Everyone needs to be playing the game, though, and they need to know the rules.

C2 wiki is about the best place to find organic conversations about XP and TDD (archived though, so no sanctimonious claptrap from the likes of me), and the wide internet is a great place to get polarized.

I'm sorry you got a bad taste, and it may have put you off, but a functioning TDD team is about the sanest, quickest, dev team you'll have the pleasure of working with. While, as you've found, an oppressive diktat to DO TDD PROPERLY when the team isn't really doing that, is hellish.


You're 100% right and that's a large part of the problem here.


Automated testing and debugging are not the same


I didn't say anything about automated.

99% of the time, I debug using tests. You write the expected output and then fill in the implementation. If you don't get what you expect, something is wrong with your code and it is easy to run it in the debugger to figure out what is wrong.

At the end of that, you end up with a test and some code that works.

Other people call this TDD.


Yeah we all know what you're talking about, you don't have to explain it. Testing is not the universally correct strategy for every case, and unless you take the time to understand their use case, you're really not in a position to understand the tradeoffs or make value statements about their work.

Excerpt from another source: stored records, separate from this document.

Issue #5584, opened 2024-06-20
Mermaid Library issue


sanidayalgupta:
Hi All,

I am getting below error while importing mermaid.

Uncaught SyntaxError: The requested module './../../dayjs/dayjs.min.js' does not provide an export named 'default' (at mermaid-6dc72991.js:2:8)

I have imported like this
import mermaid from "mermaid";
import dayjs from "dayjs/esm";

Please let me if any solution is there.

hyperupcall:
May be dupe of #4320

Issue #4320, opened 2023-04-19
dayjs does not provide an export named 'default'


azat-io:
### Description

When I'm using `mermaid` I get `dayjs does not provide an export named 'default'` error

### Steps to reproduce

https://github.com/azat-io/mermaid-dayjs-bug

1. `pnpm install`
2. `pnpm start`

### Setup

- Mermaid version: 10.1.0
- Browser and Version: Chrome

### Additional Context

https://github.com/azat-io/vuepress-plugin-mermaid-wrapper/issues/1

aloisklink:
Might be fixed by https://github.com/mermaid-js/mermaid/pull/4285 (it's been merged, so should appear in the next NPM release).

sidharthv96:
Please check https://www.npmjs.com/package/mermaid/v/10.2.0-rc.2

derHodrig:
10.3.0 still having this error

dspinov:
I have the same issue. It seems the root cause is usign pnpm as a manager. If I install package through npm then all is good. Can we somehow unblock using pnpm installer?

chenbimo:
10.6.1 still having this error

chenbimo:
> 10.3.0 still having this error
> 
> Edit: Maybe its more nuxt related issue in my case. For fellow users
> 
> add to nuxt.config.ts of your highest layer (not the base)
> 
> ```
> ....
> // mermaid fix
>   vite: {
>     optimizeDeps: {
>       include: [
>         'mermaid'
>       ]
>     }
>   }
> ....
> ```
> 
> more info at [nuxt/nuxt#19426](https://github.com/nuxt/nuxt/issues/19426)

Very thanks for your answer! It's useful!

Sun-ZhenXing:
Currently, the latest version (`mermaid@10.7.0`) also has this problem, which occurs when using `vite@5.0.12`.

The above temporary fix works.

This shouldn't be a big deal, but hopefully a fix will be provided soon for vite.

alaxcc:
I fixed it, I can't just use element-plus or dayjs-nuxt model, you need install dayjs too, 

pnpm install dayjs 

and fix.

dev-zuo:
```js
import * as dayjs from 'dayjs'
```
or config tsconfig.json support `import dayjs from 'dayjs'`
```json
{ 
  "compilerOptions": {
    "esModuleInterop": true,
    "allowSyntheticDefaultImports": true,
  }
}
```

[...]

Issue #4438, opened 2023-05-29
Unable build Next.js app after 10.2.0 update `SyntaxError: Cannot use import statement outside a module` goes from `dayjs`


B2o5T:
### Description

we are unable to build our Next.js docs after the 10.2.0 update
[ardatan/feTS/actions/runs/5113409462/jobs/9192576118?pr=194](https://github.com/ardatan/feTS/actions/runs/5113409462/jobs/9192576118?pr=194)
rollback to 10.1.0 fixes issue

I guess this PR caused issue https://github.com/mermaid-js/mermaid/pull/4285

### Steps to reproduce

https://github.com/ardatan/feTS/tree/7aa27d39e369e4e9c2ac51d43bf5051bfb7d814d

```sh
yarn
yarn workspace website build
```

### Setup

- Mermaid version: 10.2.0
- Browser and Version: [Chrome, Edge, Firefox]

sidharthv96:
Issue in present in live editor too. https://github.com/mermaid-js/mermaid-live-editor/actions/runs/5088034742/jobs/9143981898?pr=1231

amsubhash:
@sidharthv96 I think reverting the changes in #4285 and upgrading to dayjs version 2.* would fix the issue also we will be using esm. I have checked with dayjs `2.0.0-alpha.4` it's working fine.

knsv:
@amsubhash Trying this path, reverting the changes from #4285 together with the dayjs version `2.0.0-alpha.4` but mermaid does not build then. Will revert to the #4285 and return to the previous version of dayjs until we find a better solution.

sidharthv96:
Fixed in 10.2.1

PR #5585, opened 2024-06-20
feat: support esm

thepassle:
## :bookmark_tabs: Summary

This change allows mermaid to be imported as native esm in the browser without requiring any buildtools/buildstep/transpilation/commonjs magic

Resolves https://github.com/mermaid-js/mermaid/issues/5584 https://github.com/mermaid-js/mermaid/issues/4320

### :clipboard: Tasks

Make sure you

### DIFF
--- a/packages/mermaid/src/logger.ts
+++ b/packages/mermaid/src/logger.ts
@@ -2,7 +2,7 @@
 /* eslint-disable @typescript-eslint/no-unused-vars */
 /* eslint-disable @typescript-eslint/no-empty-function */
 /* eslint-disable no-console */
-import dayjs from 'dayjs';
+import dayjs from 'dayjs/esm/index.js';
 
 export type LogLevel = 'trace' | 'debug' | 'info' | 'warn' | 'error' | 'fatal';
 
--- a/packages/mermaid/src/utils.spec.ts
+++ b/packages/mermaid/src/utils.spec.ts
@@ -326,7 +326,7 @@ describe('when formatting urls', function () {
     expect(result).toEqual(url);
 
     result = utils.formatUrl(url, { securityLevel: 'strict' });
-    expect(result).toEqual('about:blank');
+    expect(result).toEqual('javascript:alert(%22test%22)');
   });
 });
 
--- a/packages/mermaid-example-diagram/package.json
+++ b/packages/mermaid-example-diagram/package.json
@@ -38,9 +38,9 @@
     ]
   },
   "dependencies": {
-    "@braintree/sanitize-url": "^7.0.0",
     "d3": "^7.9.0",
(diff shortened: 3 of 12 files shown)


packages/mermaid/src/utils.spec.ts
```diff
@@ -326,7 +326,7 @@ describe('when formatting urls', function () {
     expect(result).toEqual(url);
 
     result = utils.formatUrl(url, { securityLevel: 'strict' });
-    expect(result).toEqual('about:blank');
+    expect(result).toEqual('javascript:alert(%22test%22)');
```
thepassle, line 329: If this turns out to be an issue, we can also consider using a different url sanitization library, ill leave that up to the maintainers to decide :)

sidharthv96: @knsv

aloisklink: I am a bit worried that this might cause XSS attacks (although, it might be impossible without using URL unsafe characters like `"`, as they'll get converted to `%22`).

If somebody makes a malicious mermaid diagram with a malicious `javascript:xxxx` link, hosts it on example.com, and convinces somebody to click it, I believe the JavaScript will have access to the user's data on example.com

However, it's possible that https://github.com/cure53/DOMPurify will handle that for us, though, even if it isn't handled by the URI sanitizer library. I'll let @knsv chime in on it, since he probably knows more!

packages/mermaid/src/logger.ts
```diff
@@ -2,7 +2,7 @@
 /* eslint-disable @typescript-eslint/no-unused-vars */
 /* eslint-disable @typescript-eslint/no-empty-function */
 /* eslint-disable no-console */
-import dayjs from 'dayjs';
+import dayjs from 'dayjs/esm/index.js';
```
aloisklink, line 5: Unfortunately, I think `dayjs`'s ESM support is still a bit lackluster: https://github.com/iamkun/dayjs/issues/1765

We've previously tried to use `dayjs/esm`, but had to revert it due to dayjs's ESM support being non-standard, and so many users faced issues with it: https://github.com/mermaid-js/mermaid/issues/4438

aloisklink (changes requested):
I love the idea behind this, and I definitely also want to switch to a fully ESM library, but the main issue I see is that `dayjs/esm` doesn't fully support ESM, so some bundlers/libraries can't handle it, see https://github.com/iamkun/dayjs/issues/1765

They were working on a dayjs v2 that was supposed to properly ESM, but maintainance of dayjs has slowed down, so :shrug:, I don't know when it will be fixed.

sidharthv96:
The dayjs issue is a blocker. Converting to draft.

If I had the choice of 'write a tool' or 'write a test'... I'd always pick write a test. Of course, that's me... which is why I asked the question in the first place. I was trying to understand their use case.


As you said it: Of course, that's you. But not everyone walks the same path towards robust coding, let alone coding.


> it is easy to run it in the debugger

Yes. They made their own purpose-built debugger. It's a tool that makes it easier to see what the program is doing. Your debugger is no more or less valid than their debugger. It's a tool, and the best tool is the one that enables the programmer to accomplish their goal. And that's what they did.


most of the time, I write a small amount of code to work through or debug other's code. It's much easier to be consistent and capture more workflow in a script. Later this can be turned into tests or interfaces. Early on, the script offers much better visibility by typically having access to a debugger


Why not attach debugging tools to the tests?


I would argue that, based on my experience, most of the code I'm debugging is not my code so it really doesn't matter how many tests I write because the problem is I misunderstood how a library or someone else's code I'm using works or there's a bug I can't find just with tests.


You're writing code against other's code, the UI seems like overhead over when you can just have a script that can effectively do the same thing.

There is a term called "blackbox testing", which is more or less what we do for 3rd party code | services anyway.


Not everything can or should be a codified test. There’s a reason postman is a billion dollar product.

Just not as good for websockets

Ink allowed me to quickly add a simple admin and debug UI


> There’s a reason postman is a billion dollar product

I guess so, but is it a good reason? It's a fancy ui for curl...!?


If postman is just a fancy Ui for curl

Now I’m wondering your thoughts on Burpsuite

And wondering if you feel GitHub is just a fancy UI for git lol


that's not what they wanted to do?


The test failed.

Ok.... why?


Exactly. Why?

So you're first instinct is to write a tool to inspect websockets?